# Bookshelf conversion



## tungstenrat (Mar 13, 2007)

Seems like everyone who has ratties gets the urge to construct larger and more elaborate homes for them. I've been bitten by the bug too. My plan is to put 2 large bookshelves (Flarke type from Ikea) back to back, attach hardware cloth and make doors for the shelf layers. It's a simple plan but there is a lot of advice about not using wood for the shelving as it soaks up urine and harbors mites and lice. I did find a polyvinyl spray that is supposed to be 'household chemical proof' so that should make things easier when it comes to cleanup time. Given that ammonia is a household chemical I'm hoping that urine won't soak through. Once the new cage is built and ready to go I'll post about how well (or how badly) the spray worked.

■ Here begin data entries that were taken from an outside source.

PR #665, opened 2017-04-11
PT#143511261-Where possible, update responses to batch operations

AllenBW:
https://www.pivotaltracker.com/story/show/143511261
depends on https://github.com/ManageIQ/manageiq-ui-service/pull/664

Affects
- delete catalogs
- delete orders
- approve/deny requests/orders
- set-ownership services
- remove services

A number of api actions still return an object instead of a results array, notifications for these actions have remained intact

a few ss of the action

ownership
service-delete
order-removing
catalog-delete

PR #732, opened 2017-05-02
PT#140440299 - Refactor notificaitons

AllenBW:
https://www.pivotaltracker.com/story/show/140440299

* Refactor EventNotification to support info, warn, error, success types as per https://github.com/ManageIQ/manageiq/blob/master/app/models/notification_type.rb#L9
* EventNotifications.bach now accepts results of batch operation, for all actions executed over 6 items, rather than spamming the user with toasts, the correct notification tray dropdown is indicated with the action results
* Refactoring for cleanliness/clarity event notifications service and navigation controller

as with https://github.com/ManageIQ/manageiq-ui-service/pull/665, only those operations that support batch feedback will be benefit from these efforts

### rather than being spammed with 9 toasts, a single toast indicating the results of the batch operation is shown
screenshot from 2017-05-03 13-38-15
### aftermath of batch operation
screenshot from 2017-05-03 13-38-24
### we still show individual toasts up to 6 
screenshot from 2017-05-03 13-45-41
### Different warning types show up in different notification dropdowns
screenshot from 2017-05-03 13-39-12


AllenBW:
@chriskacerguis soooooo we probably want fine/no for this right?

chriskacerguis:
Yeah, fine/no I wouldn't get consider this a blocker.

PR #751, opened 2017-05-10
[WIP] PT#145115749 - Suppresses the creation of duplicate notifications (by message and type)

AllenBW:
This pr affects when toasts appear, only if there is unique notification (by type and message), duplicate ones are suppressed.  That being said, if a polling error notification is made then cleared, it will appear again. 

This is gonna be great for e2e testing, no longer will we have to worry about toast elements overlapping buttons 🙌 

## The before case, death by toasts
screen shot 2017-05-09 at 3 37 38 pm

## The after case, a world where toast only help
screen shot 2017-05-10 at 9 34 24 am

### DIFF
--- a/client/app/core/event-notifications.service.js
+++ b/client/app/core/event-notifications.service.js
@@ -157,20 +157,23 @@ export function EventNotificationsFactory($timeout, lodash, CollectionsApi, Sess
 // Private
   function add(notificationType, type, message, notificationData, id) {
     const group = lodash.find(state.groups, {notificationType: notificationType});
-    const newNotification = {
-      id: id,
-      notificationType: notificationType,
-      unread: angular.isDefined(notificationData) ? notificationData.unread : true,
-      type: type,
-      message: message,
-      data: notificationData || {},
-      href: id ? '/api/notifications/' + id : undefined,
-      timeStamp: (new Date()).getTime(),
-    };
+    // Ignoring duplicate notifications of the same type
+    if (!lodash.find(group.notifications, {message: message})) {
+      const newNotification = {
+        id: id,
+        notificationType: notificationType,
+        unread: angular.isDefined(notificationData) ? notificationData.unread : true,
+        type: type,
+        message: message,
+        data: notificationData || {},
+        href: id ? '/api/notifications/' + id : undefined,
+        timeStamp: (new Date()).getTime(),
+      };
 
-    group.notifications.unshift(newNotification);
-    updateUnreadCount(group);
-    showToast(newNotification);
+      group.notifications.unshift(newNotification);
+      updateUnreadCount(group);
+      showToast(newNotification);
+    }
   }
 
 


chriskacerguis:
Let's review this on Friday with @serenamarie125 at our meeting before we merge.

serenamarie125:
As i mentioned in gitter on the 9th, we should come up with a solution which we can promote to all products.  I definitely see the need for a solution, but want to make sure that we have designers involved, and that if we propose something for SUI, that it is also implemented in the Ops UI @dclarizio .  Inconsistencies between CloudForms UIs is killing us.  If those inconsistencies are being introduced intentionally, we should be sure that all parties are aware, support it and we have a mitigation plan in place if needed

chriskacerguis:
Sounds good. We'll mark this as a WIP and comeback to it when we have a plan, also should include anything to ensure the CUI and SUI notification drawers align.

AllenBW:
@chriskacerguis @serenamarie125s  

Want to retouch on this pr.  Urgency is with regards to polling, SUI does it, opsui kinda doesn't, when polling fails, it looks real bad having that long list of errors...
screen-shot-2017-05-24-at-9 52 58-am

serenamarie125:
@AllenBW - rather than providing a solution to suppress duplicate notifications, I think we should consider fixing the route of the problem.  Why are so many duplicate notifications being issued in a short timeframe?

chriskacerguis:
@serenamarie125 so there are 2 use cases that I am aware of where this appears.

1. Since we now do polling in the background, if the MIQ backend becomes unavailable, each time the system polls, it will generate an alert
2. In the case of a bulk operation, you would get lots of alerts as things completed.

@AllenBW feel free to chime in, if I missed something.

AllenBW:
Yep that sums it up. @serenamarie125 polling is the difference and the issue here, if you bang the refresh button in ops you can reproduce this issue.  I am of the opinion that the fact that you can produce two identical notification is a core issue.

serenamarie125:
@chriskacerguis @AllenBW So, rather than suppresses the creation of all duplicate notifications, can you do so specifically for these individual use cases where the MIQ backend becomes unavailable?

AllenBW:
@serenamarie125 So the backend becoming unavailable manifests a myriad of notifications depending on where the user is in the application.  

Is there a case where in we would want to have multiple identical notifications (genuinely wondering, I couldn't think of any use case)?  If so, maybe putting these types of notifications in the drawer rather than spamming the view portal with toasts is a more polite approach.

serenamarie125:
@AllenBW Geez I feel like my GH comments got lost.  

Yes, there are certain situations where toasts are not needed.
The case I'm thinking of identical notifications being shown as being important is invalid login.  In this case, this could be a security issue, and would be very important.

Again, IMO this comes back to identifying the particular situation, and handling it appropriately.  I agree that if the MIQ backend is unavailable, we do not need to continue to notify the end user repetitively with toasts.  But I would think that for every user action which finds that the backend is unavailable should present one toast, so they realize why their action isn't being processed.

There's a longer term issue which we are all aware of, in that we need a notification management system around all these "conditions".  Admins should be able to select default notification types for all conditions which are detected, and users should be able to change their own default notifications as well.  But, that's a whole nother can of worms 😃

AllenBW:
Bahahaha I hear ya :P JUST TODAY I realized there was a mention I neglected from 4 days agooooooo 👎 

So a case by case basis is difficult to handle, but showing the latest (not duplicate) toast and logging all toasts (even duplicates) might is the best catch all.  

For login, sui doesn't use toasts, we do the whole error thing on the page so we're good there...

Agreed so very much agreed that other can of worms is something well worth attention.  That being said, looking to do whatever we can do at this time.  Which is the big question, what can/are we approved to do at this time? Archive this as a food for thought bag for that bigger can meal? Do the thing above?  🤔

serenamarie125:
@jeff-phillips-18 can you chime in here?  I know that you have been involved in implementing the Notification Drawer in a few products

jeff-phillips-18:
@serenamarie125 My first thought here is to leave a single toast and add a counter for the number of times it has been repeated. Second thought is for the code that is generating multiple alerts for the same issue to track that the issue exists and not re-create the notifications until the condition has been resolved. 

The worry I have with suppression is that somewhere the determination is being made that the notification is in fact a duplicate and that the user is no longer concerned about that alert. If the alert exists but is hidden, is the alert re-shown? How do I know when the condition no longer exists? How do I know the condition still exists and is causing me problems that I may not know are the result of the condition?

I have seen this in past experiences use 'repeated N times' effectively, updating the time stamp each time it re-occurs.

AllenBW:
Gonna do a tl;dr of my proposal for posterity.  Key verbal distinction is notifications vs toasts (things in the tray vs on the screen).

1. Older duplicate **toasts** are not shown,(duplication is determined by notification string, or anything we want).  
an example of this:
```
- notification "foo! foo! foo!" timestamp: 0800
- notification "foo! foo! foo!" timestamp: 0801
```
**Present state reaction:** to this is to show both as notifications **and** toasts, fill up the screen and then some
**Proposed state reaction:** to show the 0800 toast then **replace** it with the 0801 toast when it is encountered, both notifications will remain in the tray

sorry for introducing the word suppression, much regret :( 😭 makes it seem like imma fan of with holding info from the users, not true! 💃

chriskacerguis:
@serenamarie125 @Loicavenel thoughts on @AllenBW proposal?

Loicavenel:
Counting make a lot of sense for me. if we are sure the nofication is from the same "Source" then we should add a counting to it..

chriskacerguis:
@AllenBW So chatting with @Loicavenel and @serenamarie125 we have come to the agreement that this is the tip of the iceberg for a bigger issue (better event notice system).  So, we will need to take the suppression case-by-case.

For right now, let's suppress dups (and add the counter) for the following cases:
- Unable to connect to the backend
- Any JS errors (like what is pictured in your screenshot)

PR #1513, opened 2018-12-18
BZ#1471301 - Login/nav brand and logo are set by api

AllenBW:
fixes https://bugzilla.redhat.com/show_bug.cgi?id=1471301

In dev, these things will appear as broken images, but upon build, they show up just fine

Styling on login is a little jacked up atm... but we're applying the same classes so 🤷‍♂️ 

### What we look like (note the url `ui/service`)
screen shot 2018-12-18 at 3 16 47 pm
screen shot 2018-12-18 at 3 16 34 pm

PR #1521, opened 2019-01-30
Support custom favicons

himdel:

Hopefully I'll have photo's of their new home too.


----------



## Poppyseed (Feb 1, 2007)

Something else to consider, contact paper! You could buy just clean contact paper for relatively cheap *nods*

Good luck!


----------



## DonnaK (Feb 8, 2007)

Failing that you could also try that stick on vinyl stuff. It would be less work than spraying.


----------



## Night (Feb 23, 2007)

When I made my homemade cage, I protected the wood with Kilz primer. Once a couple coats of that were applied, I used sticky-back linoleum tiles, and then filled in the cracks in between with caulking.


----------